PROBLEM TO SOLVE:
Filter out all lines without the word "stuff" from the data below, please, and copy the rest.

Data items

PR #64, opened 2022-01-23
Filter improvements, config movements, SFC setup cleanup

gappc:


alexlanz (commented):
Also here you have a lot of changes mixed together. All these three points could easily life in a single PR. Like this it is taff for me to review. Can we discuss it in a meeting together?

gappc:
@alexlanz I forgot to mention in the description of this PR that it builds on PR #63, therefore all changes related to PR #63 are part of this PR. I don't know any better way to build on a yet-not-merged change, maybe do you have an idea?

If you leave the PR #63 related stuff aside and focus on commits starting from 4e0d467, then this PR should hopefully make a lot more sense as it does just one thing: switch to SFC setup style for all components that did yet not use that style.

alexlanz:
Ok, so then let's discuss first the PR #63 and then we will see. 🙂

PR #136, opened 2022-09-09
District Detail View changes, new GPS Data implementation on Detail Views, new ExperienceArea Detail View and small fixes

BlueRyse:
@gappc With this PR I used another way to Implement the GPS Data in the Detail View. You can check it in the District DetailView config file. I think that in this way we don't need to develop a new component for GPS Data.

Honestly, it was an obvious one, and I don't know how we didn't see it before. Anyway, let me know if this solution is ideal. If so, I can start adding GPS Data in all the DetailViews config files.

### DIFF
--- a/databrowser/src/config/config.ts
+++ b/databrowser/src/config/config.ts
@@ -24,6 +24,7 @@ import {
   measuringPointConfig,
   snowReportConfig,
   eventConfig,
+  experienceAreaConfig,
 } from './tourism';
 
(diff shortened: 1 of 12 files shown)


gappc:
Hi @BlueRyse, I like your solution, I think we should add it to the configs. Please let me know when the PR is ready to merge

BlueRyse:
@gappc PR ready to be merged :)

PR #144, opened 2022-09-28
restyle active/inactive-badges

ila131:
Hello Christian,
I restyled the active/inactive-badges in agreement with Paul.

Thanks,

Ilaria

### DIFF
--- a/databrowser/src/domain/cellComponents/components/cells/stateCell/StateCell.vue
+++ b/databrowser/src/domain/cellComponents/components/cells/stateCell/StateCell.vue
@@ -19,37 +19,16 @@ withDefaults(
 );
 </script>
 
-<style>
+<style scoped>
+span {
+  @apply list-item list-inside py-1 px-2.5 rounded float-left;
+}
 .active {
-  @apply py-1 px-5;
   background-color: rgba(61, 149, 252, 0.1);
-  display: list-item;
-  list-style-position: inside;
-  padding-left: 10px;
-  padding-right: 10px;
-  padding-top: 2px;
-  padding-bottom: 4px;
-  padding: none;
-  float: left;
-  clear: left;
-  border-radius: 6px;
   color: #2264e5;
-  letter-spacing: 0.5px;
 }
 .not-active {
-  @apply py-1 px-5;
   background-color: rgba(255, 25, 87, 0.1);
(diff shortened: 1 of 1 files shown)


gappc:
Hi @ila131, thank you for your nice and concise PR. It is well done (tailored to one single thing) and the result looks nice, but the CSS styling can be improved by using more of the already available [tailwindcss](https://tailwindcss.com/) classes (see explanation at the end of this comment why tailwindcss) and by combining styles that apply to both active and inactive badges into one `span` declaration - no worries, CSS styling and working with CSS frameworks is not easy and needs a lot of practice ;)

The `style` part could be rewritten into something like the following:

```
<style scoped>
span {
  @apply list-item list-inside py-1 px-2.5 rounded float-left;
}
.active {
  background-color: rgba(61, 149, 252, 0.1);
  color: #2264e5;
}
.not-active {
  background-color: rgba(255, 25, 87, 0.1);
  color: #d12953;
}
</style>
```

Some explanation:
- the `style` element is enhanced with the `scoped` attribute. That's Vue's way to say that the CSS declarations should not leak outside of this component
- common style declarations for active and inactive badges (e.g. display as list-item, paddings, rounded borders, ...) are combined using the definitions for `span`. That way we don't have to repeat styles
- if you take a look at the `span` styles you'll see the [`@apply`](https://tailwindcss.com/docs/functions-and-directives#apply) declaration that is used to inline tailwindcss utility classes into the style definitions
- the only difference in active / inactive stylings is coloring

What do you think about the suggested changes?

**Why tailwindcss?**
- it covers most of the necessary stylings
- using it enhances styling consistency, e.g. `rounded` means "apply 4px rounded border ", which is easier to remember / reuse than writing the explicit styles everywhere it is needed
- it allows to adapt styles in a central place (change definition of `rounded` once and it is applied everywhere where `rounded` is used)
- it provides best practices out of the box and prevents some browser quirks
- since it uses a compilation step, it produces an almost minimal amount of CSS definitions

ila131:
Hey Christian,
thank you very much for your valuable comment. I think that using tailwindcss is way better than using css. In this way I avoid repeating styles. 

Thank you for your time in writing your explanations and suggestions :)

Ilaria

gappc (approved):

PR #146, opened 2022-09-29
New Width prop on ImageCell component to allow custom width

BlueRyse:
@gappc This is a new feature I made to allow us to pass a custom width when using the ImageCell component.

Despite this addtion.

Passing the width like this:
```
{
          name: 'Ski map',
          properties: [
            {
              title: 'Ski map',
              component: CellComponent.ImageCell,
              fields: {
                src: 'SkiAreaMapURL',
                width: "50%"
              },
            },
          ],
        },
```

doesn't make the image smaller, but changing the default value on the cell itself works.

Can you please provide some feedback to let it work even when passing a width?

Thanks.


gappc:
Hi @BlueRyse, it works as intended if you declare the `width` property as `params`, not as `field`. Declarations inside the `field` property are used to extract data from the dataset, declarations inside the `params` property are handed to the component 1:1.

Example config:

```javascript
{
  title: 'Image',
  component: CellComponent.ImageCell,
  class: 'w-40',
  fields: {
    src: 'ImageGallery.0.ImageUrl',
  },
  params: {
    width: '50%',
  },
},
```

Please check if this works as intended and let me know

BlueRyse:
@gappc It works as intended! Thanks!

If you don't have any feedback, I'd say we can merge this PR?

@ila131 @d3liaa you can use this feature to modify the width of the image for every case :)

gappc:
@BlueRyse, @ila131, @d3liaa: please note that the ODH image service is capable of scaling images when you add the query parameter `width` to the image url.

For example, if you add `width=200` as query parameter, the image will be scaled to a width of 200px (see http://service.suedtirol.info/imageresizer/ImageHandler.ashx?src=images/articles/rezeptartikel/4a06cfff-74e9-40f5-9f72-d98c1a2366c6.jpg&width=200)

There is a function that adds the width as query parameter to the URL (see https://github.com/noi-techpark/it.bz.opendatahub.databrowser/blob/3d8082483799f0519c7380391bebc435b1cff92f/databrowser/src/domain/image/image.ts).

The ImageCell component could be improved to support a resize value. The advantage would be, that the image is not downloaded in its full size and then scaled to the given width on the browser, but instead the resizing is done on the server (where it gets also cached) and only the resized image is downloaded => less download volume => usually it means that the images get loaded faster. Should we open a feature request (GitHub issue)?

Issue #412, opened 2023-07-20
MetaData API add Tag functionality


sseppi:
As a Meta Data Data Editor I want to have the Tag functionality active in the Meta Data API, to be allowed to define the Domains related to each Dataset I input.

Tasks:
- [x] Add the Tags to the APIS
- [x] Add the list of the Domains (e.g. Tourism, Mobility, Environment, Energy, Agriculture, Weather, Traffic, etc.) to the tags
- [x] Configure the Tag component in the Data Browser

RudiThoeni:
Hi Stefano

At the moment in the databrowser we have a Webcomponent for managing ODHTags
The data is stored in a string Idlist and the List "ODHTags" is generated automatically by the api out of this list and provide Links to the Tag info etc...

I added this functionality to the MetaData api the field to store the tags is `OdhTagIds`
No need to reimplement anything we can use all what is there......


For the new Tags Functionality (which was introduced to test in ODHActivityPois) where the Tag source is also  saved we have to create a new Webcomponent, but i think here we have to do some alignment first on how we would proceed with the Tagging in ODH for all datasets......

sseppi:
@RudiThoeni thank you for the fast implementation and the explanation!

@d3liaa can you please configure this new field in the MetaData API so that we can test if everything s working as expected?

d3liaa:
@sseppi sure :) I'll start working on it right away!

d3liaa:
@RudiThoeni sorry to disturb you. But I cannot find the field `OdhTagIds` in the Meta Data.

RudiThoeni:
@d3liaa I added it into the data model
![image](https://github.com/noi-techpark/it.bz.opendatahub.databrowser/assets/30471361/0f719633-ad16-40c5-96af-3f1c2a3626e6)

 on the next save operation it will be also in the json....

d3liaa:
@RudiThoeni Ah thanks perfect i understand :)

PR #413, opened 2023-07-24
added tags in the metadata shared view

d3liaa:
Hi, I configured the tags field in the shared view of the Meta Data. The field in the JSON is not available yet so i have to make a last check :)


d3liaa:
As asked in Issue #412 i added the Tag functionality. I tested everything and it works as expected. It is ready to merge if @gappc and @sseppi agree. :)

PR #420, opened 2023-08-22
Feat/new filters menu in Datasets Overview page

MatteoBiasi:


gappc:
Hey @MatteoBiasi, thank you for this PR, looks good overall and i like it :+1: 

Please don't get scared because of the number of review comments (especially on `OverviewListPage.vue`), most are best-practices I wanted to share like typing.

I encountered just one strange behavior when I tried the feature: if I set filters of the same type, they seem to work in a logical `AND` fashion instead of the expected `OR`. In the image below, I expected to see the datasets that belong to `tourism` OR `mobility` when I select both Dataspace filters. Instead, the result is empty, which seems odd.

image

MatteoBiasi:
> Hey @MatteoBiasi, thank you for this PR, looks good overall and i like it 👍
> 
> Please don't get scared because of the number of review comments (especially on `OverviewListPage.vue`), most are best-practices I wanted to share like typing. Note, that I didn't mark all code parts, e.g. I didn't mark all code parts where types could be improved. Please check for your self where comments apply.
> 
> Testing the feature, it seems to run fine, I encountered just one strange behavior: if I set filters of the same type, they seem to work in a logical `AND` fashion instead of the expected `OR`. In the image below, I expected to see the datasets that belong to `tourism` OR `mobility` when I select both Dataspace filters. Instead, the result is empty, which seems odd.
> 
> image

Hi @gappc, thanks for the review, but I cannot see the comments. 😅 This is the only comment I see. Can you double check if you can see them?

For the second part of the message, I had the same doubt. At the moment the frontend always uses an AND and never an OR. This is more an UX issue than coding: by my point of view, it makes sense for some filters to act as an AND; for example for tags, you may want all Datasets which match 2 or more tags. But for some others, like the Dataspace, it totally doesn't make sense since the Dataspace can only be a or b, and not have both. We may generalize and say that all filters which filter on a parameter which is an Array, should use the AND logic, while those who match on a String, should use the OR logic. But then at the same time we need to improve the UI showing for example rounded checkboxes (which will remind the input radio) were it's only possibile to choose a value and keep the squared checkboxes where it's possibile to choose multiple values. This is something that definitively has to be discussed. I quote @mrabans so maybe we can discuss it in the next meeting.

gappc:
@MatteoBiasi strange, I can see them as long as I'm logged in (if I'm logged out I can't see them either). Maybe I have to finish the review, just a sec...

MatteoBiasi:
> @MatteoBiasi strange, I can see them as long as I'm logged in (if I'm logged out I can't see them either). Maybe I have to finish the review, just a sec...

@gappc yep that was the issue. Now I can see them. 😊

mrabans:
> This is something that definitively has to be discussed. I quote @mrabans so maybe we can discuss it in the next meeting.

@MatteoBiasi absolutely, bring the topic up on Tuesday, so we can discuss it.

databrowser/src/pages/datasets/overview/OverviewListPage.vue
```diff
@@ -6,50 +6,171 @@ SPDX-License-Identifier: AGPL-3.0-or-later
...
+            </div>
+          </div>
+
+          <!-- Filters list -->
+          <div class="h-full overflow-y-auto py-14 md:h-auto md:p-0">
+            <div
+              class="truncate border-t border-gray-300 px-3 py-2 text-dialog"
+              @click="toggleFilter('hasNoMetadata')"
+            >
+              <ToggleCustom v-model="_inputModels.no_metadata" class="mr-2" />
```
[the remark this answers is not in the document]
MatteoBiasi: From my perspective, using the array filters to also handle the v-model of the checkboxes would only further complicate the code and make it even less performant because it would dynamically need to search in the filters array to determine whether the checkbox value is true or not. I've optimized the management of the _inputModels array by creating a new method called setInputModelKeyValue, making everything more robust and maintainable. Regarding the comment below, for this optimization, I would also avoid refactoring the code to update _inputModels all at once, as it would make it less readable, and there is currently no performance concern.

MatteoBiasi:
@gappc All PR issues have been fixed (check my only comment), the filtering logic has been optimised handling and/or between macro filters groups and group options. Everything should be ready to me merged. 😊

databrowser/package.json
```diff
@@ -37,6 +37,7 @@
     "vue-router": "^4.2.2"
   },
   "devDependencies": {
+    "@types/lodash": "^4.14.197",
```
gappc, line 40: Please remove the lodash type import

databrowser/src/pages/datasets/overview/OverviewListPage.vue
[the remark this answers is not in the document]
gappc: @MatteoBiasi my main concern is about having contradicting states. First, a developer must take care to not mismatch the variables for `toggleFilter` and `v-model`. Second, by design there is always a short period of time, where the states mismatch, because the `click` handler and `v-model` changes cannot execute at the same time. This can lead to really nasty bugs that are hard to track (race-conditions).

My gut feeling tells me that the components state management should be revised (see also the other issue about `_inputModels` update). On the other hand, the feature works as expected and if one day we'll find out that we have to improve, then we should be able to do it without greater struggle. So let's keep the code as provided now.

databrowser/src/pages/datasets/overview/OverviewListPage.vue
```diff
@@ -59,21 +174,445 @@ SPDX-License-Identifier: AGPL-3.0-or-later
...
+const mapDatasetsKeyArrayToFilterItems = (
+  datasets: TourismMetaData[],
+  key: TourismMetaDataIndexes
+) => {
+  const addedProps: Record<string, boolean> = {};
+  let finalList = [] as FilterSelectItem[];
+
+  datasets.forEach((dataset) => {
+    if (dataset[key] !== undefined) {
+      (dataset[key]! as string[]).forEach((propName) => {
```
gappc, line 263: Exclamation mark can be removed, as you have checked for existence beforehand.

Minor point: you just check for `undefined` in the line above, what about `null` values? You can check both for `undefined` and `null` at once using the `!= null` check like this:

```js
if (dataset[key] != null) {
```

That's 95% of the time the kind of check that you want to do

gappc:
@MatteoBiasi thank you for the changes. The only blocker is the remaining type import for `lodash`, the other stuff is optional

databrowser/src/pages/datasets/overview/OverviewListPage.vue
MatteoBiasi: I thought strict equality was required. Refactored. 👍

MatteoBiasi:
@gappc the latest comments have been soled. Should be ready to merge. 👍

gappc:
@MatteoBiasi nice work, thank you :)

REPLY TO THE TASK:
If you leave the PR #63 related stuff aside and focus on commits starting from 4e0d467, then this PR should hopefully make a lot more sense as it does just one thing: switch to SFC setup style for all components that did yet not use that style.
@MatteoBiasi thank you for the changes. The only blocker is the remaining type import for `lodash`, the other stuff is optional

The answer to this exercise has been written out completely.